El reflejo de esto en nuestra vida privada tiene siempre un alcance limitado, e incluso puede que se compense en muchas ocasiones con actitudes nobles y sublimes, pero en el campo de la política es realmente repugnante. Una guerra en la que las armas son unas pobres gentes desesperadas a las que se envía a morir de frío ante una frontera cerrada o ahogados ante cualquier costa de una tierra prometida; en muchos sitios tiranías, dictaduras y aplastamiento de voluntades; aquí una pandilla de chantajistas tratando de obtener para su huerto todo lo que puedan a cambio de sus raquíticos votos, y un Gobierno que cede lo que sea con tal de conseguirlos. Frente a tanto dogmático, que piensa que es el único que ha encontrado la verdad, vendría bien algo del escepticismo de quien se queda en su búsqueda.

miércoles, 1 de diciembre de 2021

Don Justo

Tenía 96 años y una vida que había cundido como tres, las mismas que habría necesitado para concluir su obra. Recuerdo muy bien la primera vez que le vi y lo que escribí de él todavía bajo el impacto de lo que tenía delante y con la duda de saber si me hallaba ante un iluso obsesivo o ante un admirable caso de constancia y fe en sí mismo, pero en todo caso ante alguien especial. Don Justo Gallego era flaco como un suspiro y fuerte como las encinas de su tierra. Uno le veía trepar por los andamios que él mismo levantó como pudo y pensaba de dónde diablos exprimiría tal fuerza aquel cuerpo enjuto que podía, no sólo con la carga que llevaba, sino con el peso de sus muchos años. Quizá él no reparase en ello, pero cuando se es capaz de convertir la frustración en sujeto creador pocas cosas resultan inalcanzables. Don Justo había sido en su juventud monje cisterciense en Santa María de Huerta, hasta que un mal día contrajo la tuberculosis y el abad le indicó que aquel no era sitio para enfermos contagiosos y que la vocación sin duda era una llamada divina, pero que el riesgo aquel era muy humano y que... pues eso. Don Justo, enfermo y con la gran aspiración de su vida destrozada, decidió crearse otra, material, gigantesca, inhumana, una grandiosa oración que durase mientras viviera y que le sirviera para entregarse todo entero. Decidió construir él solo una catedral.

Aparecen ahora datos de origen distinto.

PR #6657, opened 2026-07-23
fix: rename `--subdir` to `--subdirectory` for git dependencies

### LINKED ISSUE #6646: Rename `--subdir` to `--subdirectory` for git dependencies
The CLI flag for "path inside a git repository" is spelled `--subdir`, but the manifest key it writes is `subdirectory`:

```shell
pixi add --git https://github.com/org/repo --subdir src/pkg
```

```toml
pkg = { git = "https://github.com/org/repo", subdirectory = "src/pkg" }
```

The flag shows up on four commands: `pixi add`, `pixi remove` (which flattens the same struct but never reads the field), `pixi global add` and `pixi global install`.

Let's make `--subdirectory` the canonical spelling at all four sites and keep `--subdir` as a hidden alias, so existing scripts keep working while `--help` and error messages teach the same word the manifest uses.

Hofer-Julian:
Closes prefix-dev/pixi#6646

The CLI flag for a git dependency's subdirectory was `--subdir`, but the manifest key it writes is `subdirectory`. This standardizes the flag on `--subdirectory` across all four commands that accept it:

* `pixi add`
* `pixi remove`
* `pixi global add`
* `pixi global install`

`--subdir` stays as a hidden, deprecated alias so existing scripts keep working. Using it prints a deprecation warning and resolves to the same value. It is slated for removal in a future release.

### DIFF
--- a/crates/pixi_cli/src/global/global_specs.rs
+++ b/crates/pixi_cli/src/global/global_specs.rs
@@ -15,6 +15,7 @@ use rattler_conda_types::{
 };
 use typed_path::Utf8NativePathBuf;
 
+use crate::cli_config::warn_deprecated_subdir;
 use crate::has_specs::HasSpecs;
 
 #[derive(Parser, Debug, Default, Clone)]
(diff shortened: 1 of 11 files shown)


crates/pixi_cli/src/global/global_specs.rs
```diff
@@ -94,12 +103,22 @@ impl GlobalSpecs {
...
         project: &pixi_global::Project,
     ) -> Result<Vec<pixi_global::project::GlobalSpec>, GlobalSpecsConversionError> {
+        if self.subdir.is_some() {
+            eprintln!(
+                "{}The '{}' option is deprecated and will be removed in a future release.\nUse '{}' instead.",
+                console::style(console::Emoji("⚠️ ", "")).yellow(),
+                console::style("--subdir").bold().red(),
+                console::style("--subdirectory").bold().green(),
+            );
+        }
```
ruben-arts: Can't the cli_config function for this warning be reused here too?

ruben-arts (approved):
One quick question. I'm approving none the less

crates/pixi_cli/src/global/global_specs.rs
Hofer-Julian: Good one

Aprovechando unos terrenos que heredó de sus padres en Mejorada del Campo, comenzó su obra, sin apoyos ni subvenciones y ante la crítica de algunos, la mirada burlona de muchos y la incredulidad de todos. Comenzó con lo que pudo, desde los más vulgares materiales de desecho hasta lo que le fue posible comprar con lo que le quedaba de patrimonio y con los donativos que visitantes admirados le daban. Naturalmente, los requisitos mundanos -licencia de obras, proyecto y demás- no merecieron la menor atención. Aterido de frío en invierno y agobiado por el sol en verano, a todas las horas del día y casi todas las de la noche, don Justo siguió levantando su catedral sin mirar hacia ningún lado, ni a las críticas ni a los elogios, que oía indiferente, ni a las autoridades religiosas o civiles, que en el mejor de los casos le ignoran.

Ahora, sesenta años después, Don Justo ha muerto sin poder ver rematada su catedral, aunque ya con forma bien definida, con su estilo ecléctico, mezcla de gótico y de lo que sea, su aspecto acastillado, su compleja distribución espacial, su variopinta mezcla de materiales y sus enormes proporciones. Un alcalde le dijo un día que, cuando la acabe, con la ley en la mano, no tendrá más remedio que derribársela. Don Justo le respondió: levantaré otra.